## [Exercise prompt]
The expected output is the line bearing "ashroaban003, line 28: can" followed by all remaining lines of the records, each restated word for word.

Dataset entries:
PR #430, opened 2026-07-16
feat(web): support a generic OIDC login provider via env vars

glifocat:

YES

Feature. Discussed in #181.

Self-hosted OAuth mode only works with Google (checked at v1.41.0,
`fe0981f0`). The provider is hardcoded in three places: the NextAuth config
only builds a `Google` provider
(`apps/web/src/lib/auth/nextauth-config.ts`), the sign-in call is
`nextAuthSignIn("google")` (`apps/web/src/lib/auth/auth-provider.tsx`), and
the startup check treats "no `GOOGLE_CLIENT_ID`" as misconfigured
(`apps/web/src/proxy.ts`). So a self-hoster with Keycloak, Authentik, Pocket
ID, or Dex cannot use their own identity provider, and fully offline
deployments cannot use multi-user mode at all (#181).

## What is the new behavior?

Four new env vars configure a generic OIDC provider next to Google:

- `OIDC_ISSUER`, `OIDC_CLIENT_ID`, `OIDC_CLIENT_SECRET`: standard OIDC
  discovery. The provider is active when all three are set.
- `OIDC_PROVIDER_NAME`: login button label, defaults to "SSO".

Behavior:

- Google is unchanged and stays first when both providers are configured, so
  existing deployments see no difference.
- The active provider id and label flow to the client through the existing
  runtime-config mechanism (entrypoint-written `runtime-config.json` in
  Docker, env fallback in local dev). The login button label follows
  `OIDC_PROVIDER_NAME`; Google keeps its branded button.
- The `oauth-misconfigured` setup error now fires only when
  `NEXTAUTH_SECRET` is set and neither Google nor OIDC is configured.
- Callback URL for IdP registration: `<APP_URL>/api/auth/callback/oidc`.
- The provider sets `checks: ["pkce", "state", "nonce"]` explicitly. Without
  it, Auth.js 5.0.0-beta.30 builds the authorize URL with only
  `code_challenge`, and spec-strict IdPs reject the callback with
  `invalid_state` (I hit this with Pocket ID before adding it). Lenient IdPs
  accept either; strict ones need this.
- The `/setup-error` page copy now describes both provider options instead
  of only the Google vars, matching the updated check.
- New vars documented in `.env.example` and the README, and declared in
  `turbo.json` so `turbo/no-undeclared-env-vars` stays clean.

One known limitation, kept deliberately to keep the diff small: the login
page still renders a single button. When both Google and OIDC are configured
the button starts the Google flow; the OIDC flow is still reachable at
`/api/auth/signin/oidc`. If you would rather have one button per configured
provider I am happy to extend the login page in this PR or a follow-up.

## How I verified it

- `pnpm check-types` (apps/web) passes on the branch.
- `eslint --max-warnings 0` passes on all changed files.
- Live end-to-end test against Pocket ID 2.10.0 (`pnpm dev`, OIDC-only
  config, no Google vars set): the login page renders "Continue with Pocket
  ID", the full flow completes (authorize, passkey login, callback, session),
  sign-out and re-login work, and the session sync upserts the user with the
  OIDC `sub` as `external_auth_id` and the IdP email (checked in Postgres).
  With `NEXTAUTH_SECRET` set and no provider configured, the setup-error
  page shows as expected.
- Not tested: a non-localhost plain-http issuer (the test issuer was
  `http://localhost`; https issuers are the normal case) and the
  both-providers-configured combination beyond unit-level reasoning.

## Additional context

- Cloud edition is untouched: its runtime config pins the existing Google
  behavior, and the Cognito path does not go through this code.
- Reverse-proxy deployments need `NEXTAUTH_URL` set to the external origin.
  The Docker image already ships `AUTH_TRUST_HOST=true`, so no code change
  was needed for proxy support; `.env.example` notes it.
- `docker/entrypoint.sh` interpolates `OIDC_PROVIDER_NAME` into
  `runtime-config.json` the same way the existing fields are written, so a
  label containing a double quote would break the JSON. That matches the
  current pattern for the other fields; I can add escaping if you want it.

Assisted by Claude; reviewed and verified by a human before submission.


mrrobertkent:
Ran this branch against Authentik on a live self-hosted instance behind TLS (merged onto current `main` — no conflicts, 18 commits behind). It works: the login button renders with `OIDC_PROVIDER_NAME`, and the sign-in redirect is correct.

```
302 -> https://<authentik>/application/o/authorize/
   client_id             = <client id>
   redirect_uri          = https://<instance>/api/auth/callback/oidc
   scope                 = openid profile email
   code_challenge_method = S256
```

`runtime-config.json` carried the new fields through as expected:

```json
{"authMode":"oauth","oauthConfigured":true,"authProviderId":"oidc","authProviderName":"Authentik"}
```

Two notes from the integration.

### `OIDC_ISSUER` must keep the provider's trailing slash

Worth a line in `.env.example`, because the failure mode doesn't point at the config. openid-client compares the `issuer` claim in the discovery document against the configured value verbatim. Authentik publishes:

```json
{"issuer": "https://<authentik>/application/o/<app-slug>/"}
```

Configure it without that trailing slash — which looks tidier, and matches how the value is usually written elsewhere — and sign-in dies at the callback with:

```
[auth][error] nP: "response" body "issuer" property does not match the expected value
```

With the slash, discovery is requested at `.../<app-slug>//.well-known/openid-configuration`. That doubled slash answers `301`, which is followed transparently, so it is harmless — the URL looks wrong but works, while the tidy-looking form fails. Something like "use the issuer exactly as your provider publishes it, including any trailing slash" would save people the round trip.

### On TLS, this needs a gateway-side fix too

Not a problem with this PR, but they interact. On an https deployment the browser's calls to the gateway (vault pair/status, approvals, cache invalidation) return `401`, because `validate_oauth` matches the session cookie by exact name `authjs.session-token` while Auth.js sends `__Secure-authjs.session-token` whenever the resolved `AUTH_URL`/`NEXTAUTH_URL` is https — which it must be, since providers require an https redirect URI.

That is invisible today because self-hosters overwhelmingly run local mode, where the cookie is never inspected. This PR is what changes that: it brings non-Google IdPs, and therefore more TLS multi-user deployments, into the path. I opened #475 for the gateway side; with both applied, Authentik login and the vault panels work together.

apps/web/src/lib/auth/auth-provider.tsx
```diff
@@ -25,14 +25,22 @@ const LocalAuthProvider = ({ children }: { children: ReactNode }) => {
       user: LOCAL_USER,
       signIn: async () => {},
       signOut: async () => {},
+      authProviderId: "",
```
ashroaban003, line 28: can we use interface here instead of passing 2 new variable ? authProvider: AuthProviderInfo | null; similarly for other places

apps/web/src/lib/runtime-config.ts
```diff
@@ -31,9 +45,24 @@ export const getRuntimeConfig = (): RuntimeConfig => {
...
+    const oidcConfigured = !!(
+      OIDC_ISSUER &&
+      OIDC_CLIENT_ID &&
+      OIDC_CLIENT_SECRET
+    );
     cached = {
       authMode: NEXTAUTH_SECRET ? "oauth" : "local",
-      oauthConfigured: !!GOOGLE_CLIENT_ID,
+      oauthConfigured: !!GOOGLE_CLIENT_ID || oidcConfigured,
+      authProviderId: GOOGLE_CLIENT_ID
```
ashroaban003, line 56: similarly , is it possible to mutualize to using autproviderinfo instead 2 variable??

## [Response]
ashroaban003, line 28: can we use interface here instead of passing 2 new variable ? authProvider: AuthProviderInfo | null; similarly for other places

apps/web/src/lib/runtime-config.ts
```diff
@@ -31,9 +45,24 @@ export const getRuntimeConfig = (): RuntimeConfig => {
...
+    const oidcConfigured = !!(
+      OIDC_ISSUER &&
+      OIDC_CLIENT_ID &&
+      OIDC_CLIENT_SECRET
+    );
     cached = {
       authMode: NEXTAUTH_SECRET ? "oauth" : "local",
-      oauthConfigured: !!GOOGLE_CLIENT_ID,
+      oauthConfigured: !!GOOGLE_CLIENT_ID || oidcConfigured,
+      authProviderId: GOOGLE_CLIENT_ID
```
ashroaban003, line 56: similarly , is it possible to mutualize to using autproviderinfo instead 2 variable??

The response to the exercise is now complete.